> WHAT THE EXERCISE ASKS
Would you copy the full listing that follows without changing a thing?

> DATA EXTRACT
PR #251, opened 2023-02-28
1334 create endpoint for transfer certificate

Exobitt:


domains/certificates/Query.API/API/Query.API/Controllers/TransferCertificateController.cs
```diff
@@ -0,0 +1,50 @@
...
+[Authorize]
+[ApiController]
+public class TransferCertificateController : ControllerBase
+{
+    [HttpPost]
+    [ProducesResponseType(200)]
+    [Route("api/certificates/production/transfer")]
+    public async Task<IActionResult> TransferCertificate(
+        [FromBody] TransferCertificate transferCertificate,
+        [FromServices] ITransferCertificateService service
```
duizer, line 24: As far as I remember, it is possible to get IRequestClient from the service collection:

```suggestion
        [FromServices] IRequestClient<TransferCertificate> requestClient
```

PR #252, opened 2023-02-28
Add token refresh endpoint

MortMH:


domains/auth/Auth.API/API/Controllers/RefreshController.cs
```diff
@@ -0,0 +1,33 @@
...
+using Microsoft.Extensions.Options;
+
+namespace API.Controllers;
+
+[Authorize]
+[ApiController]
+public class RefreshController : ControllerBase
+{
+    [HttpGet()]
+    [Route("auth/refresh")]
```
CodeReaper, line 14: See route here: https://github.com/Energinet-DataHub/energy-origin/blob/main/doc/architecture/domains/auth.md#get-apiauthtoken

domains/auth/Auth.API/API/Controllers/RefreshController.cs
```diff
@@ -0,0 +1,33 @@
...
+        var token = tokenIssuer.Issue(oldDescriptor);
+
+        accessor.HttpContext!.Response.Cookies.Append("Authentication", token, new CookieOptions
+        {
+            IsEssential = true,
+            Secure = true,
+            Expires = DateTimeOffset.UtcNow.Add(tokenOptions.Value.CookieDuration)
+        });
+
+        return NoContent();
```
CodeReaper, line 31: You are supposed to return the token (not create a cookie).

domains/auth/Auth.API/API/Controllers/RefreshController.cs
```diff
@@ -0,0 +1,33 @@
...
+    [HttpGet()]
+    [Route("auth/refresh")]
+    public ActionResult RefreshAccessToken(
+        IHttpContextAccessor accessor,
+        IOptions<TokenOptions> tokenOptions,
+        IUserDescriptMapper descriptMapper,
+        ITokenIssuer tokenIssuer)
+    {
+        var oldDescriptor = descriptMapper.Map(User) ?? throw new NullReferenceException($"UserDescriptMapper failed: {User}");
+        var token = tokenIssuer.Issue(oldDescriptor);
```
CodeReaper, line 22: This endpoint cannot simply re-issue. This endpoint handles the issue with not regressing an issued token to one where terms are not accepted. Note this will likely require looking into beginning to create/define scope claims, i.e. the ones that we will need to publish to a shared library eventually.

CodeReaper (changes requested):

domains/auth/Auth.API/API/Controllers/TokenController.cs
```diff
@@ -0,0 +1,36 @@
...
+        IUserService userService,
+        ITokenIssuer tokenIssuer)
+    {
+        var descriptor = descriptMapper.Map(User) ?? throw new NullReferenceException($"UserDescriptMapper failed: {User}");
+        var versionBypass = false;
+
+        if (descriptor.Id is not null)
+        {
+            var user = await userService.GetUserByIdAsync(descriptor.Id.Value) ?? throw new NullReferenceException($"GetUserByIdAsync() returned null: {descriptor.Id.Value}");
+            descriptor = descriptMapper.Map(user, descriptor.AccessToken!, descriptor.IdentityToken!, false);
```
CodeReaper, line 28: I would prefer to decrypt the tokens here. The boolean means you can do it incorrectly.

domains/auth/Auth.API/API/Utilities/TokenIssuer.cs
```diff
@@ -39,11 +39,16 @@ private static SigningCredentials CreateSigningCredentials(TokenOptions options)
...
+    private static UserState ResolveState(TermsOptions options, UserDescriptor descriptor, bool versionBypass)
     {
         var version = descriptor.AcceptedTermsVersion;
 
-        var scope = version == options.CurrentVersion ? "terms dashboard production meters certificates" : "terms";
+        var allScopes = "terms dashboard production meters certificates";
+
+        var scope = versionBypass
+            ? allScopes
+            : version == options.CurrentVersion ? allScopes : "terms";
```
CodeReaper, line 50: "Double inline if" - can we do anything else? :)

domains/auth/Auth.API/API/Controllers/TokenController.cs
```diff
@@ -0,0 +1,36 @@
...
+            versionBypass = true;
```
CodeReaper, line 29: Just inspecting the user id is not enough. We _must_ inspect the scope claim to figure out if we had accepted terms at the beginning of the current "session". (The id is missing only when the user is new and doing their first login - the second time they log in the id will be present)

PR #256, opened 2023-03-06
Api snapshot test

robertrosborg:


CodeReaper:
@robertrosborg It is fine to include emissions and measurements, but the task is to include the snapshot tests in sheath domain. :-)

> RESPONSE TO THE TASK
PR #251, opened 2023-02-28
1334 create endpoint for transfer certificate

Exobitt:


domains/certificates/Query.API/API/Query.API/Controllers/TransferCertificateController.cs
```diff
@@ -0,0 +1,50 @@
...
+[Authorize]
+[ApiController]
+public class TransferCertificateController : ControllerBase
+{
+    [HttpPost]
+    [ProducesResponseType(200)]
+    [Route("api/certificates/production/transfer")]
+    public async Task<IActionResult> TransferCertificate(
+        [FromBody] TransferCertificate transferCertificate,
+        [FromServices] ITransferCertificateService service
```
duizer, line 24: As far as I remember, it is possible to get IRequestClient from the service collection:

```suggestion
        [FromServices] IRequestClient<TransferCertificate> requestClient
```

PR #252, opened 2023-02-28
Add token refresh endpoint

MortMH:


domains/auth/Auth.API/API/Controllers/RefreshController.cs
```diff
@@ -0,0 +1,33 @@
...
+using Microsoft.Extensions.Options;
+
+namespace API.Controllers;
+
+[Authorize]
+[ApiController]
+public class RefreshController : ControllerBase
+{
+    [HttpGet()]
+    [Route("auth/refresh")]
```
CodeReaper, line 14: See route here: https://github.com/Energinet-DataHub/energy-origin/blob/main/doc/architecture/domains/auth.md#get-apiauthtoken

domains/auth/Auth.API/API/Controllers/RefreshController.cs
```diff
@@ -0,0 +1,33 @@
...
+        var token = tokenIssuer.Issue(oldDescriptor);
+
+        accessor.HttpContext!.Response.Cookies.Append("Authentication", token, new CookieOptions
+        {
+            IsEssential = true,
+            Secure = true,
+            Expires = DateTimeOffset.UtcNow.Add(tokenOptions.Value.CookieDuration)
+        });
+
+        return NoContent();
```
CodeReaper, line 31: You are supposed to return the token (not create a cookie).

domains/auth/Auth.API/API/Controllers/RefreshController.cs
```diff
@@ -0,0 +1,33 @@
...
+    [HttpGet()]
+    [Route("auth/refresh")]
+    public ActionResult RefreshAccessToken(
+        IHttpContextAccessor accessor,
+        IOptions<TokenOptions> tokenOptions,
+        IUserDescriptMapper descriptMapper,
+        ITokenIssuer tokenIssuer)
+    {
+        var oldDescriptor = descriptMapper.Map(User) ?? throw new NullReferenceException($"UserDescriptMapper failed: {User}");
+        var token = tokenIssuer.Issue(oldDescriptor);
```
CodeReaper, line 22: This endpoint cannot simply re-issue. This endpoint handles the issue with not regressing an issued token to one where terms are not accepted. Note this will likely require looking into beginning to create/define scope claims, i.e. the ones that we will need to publish to a shared library eventually.

CodeReaper (changes requested):

domains/auth/Auth.API/API/Controllers/TokenController.cs
```diff
@@ -0,0 +1,36 @@
...
+        IUserService userService,
+        ITokenIssuer tokenIssuer)
+    {
+        var descriptor = descriptMapper.Map(User) ?? throw new NullReferenceException($"UserDescriptMapper failed: {User}");
+        var versionBypass = false;
+
+        if (descriptor.Id is not null)
+        {
+            var user = await userService.GetUserByIdAsync(descriptor.Id.Value) ?? throw new NullReferenceException($"GetUserByIdAsync() returned null: {descriptor.Id.Value}");
+            descriptor = descriptMapper.Map(user, descriptor.AccessToken!, descriptor.IdentityToken!, false);
```
CodeReaper, line 28: I would prefer to decrypt the tokens here. The boolean means you can do it incorrectly.

domains/auth/Auth.API/API/Utilities/TokenIssuer.cs
```diff
@@ -39,11 +39,16 @@ private static SigningCredentials CreateSigningCredentials(TokenOptions options)
...
+    private static UserState ResolveState(TermsOptions options, UserDescriptor descriptor, bool versionBypass)
     {
         var version = descriptor.AcceptedTermsVersion;
 
-        var scope = version == options.CurrentVersion ? "terms dashboard production meters certificates" : "terms";
+        var allScopes = "terms dashboard production meters certificates";
+
+        var scope = versionBypass
+            ? allScopes
+            : version == options.CurrentVersion ? allScopes : "terms";
```
CodeReaper, line 50: "Double inline if" - can we do anything else? :)

domains/auth/Auth.API/API/Controllers/TokenController.cs
```diff
@@ -0,0 +1,36 @@
...
+            versionBypass = true;
```
CodeReaper, line 29: Just inspecting the user id is not enough. We _must_ inspect the scope claim to figure out if we had accepted terms at the beginning of the current "session". (The id is missing only when the user is new and doing their first login - the second time they log in the id will be present)

PR #256, opened 2023-03-06
Api snapshot test

robertrosborg:


CodeReaper:
@robertrosborg It is fine to include emissions and measurements, but the task is to include the snapshot tests in sheath domain. :-)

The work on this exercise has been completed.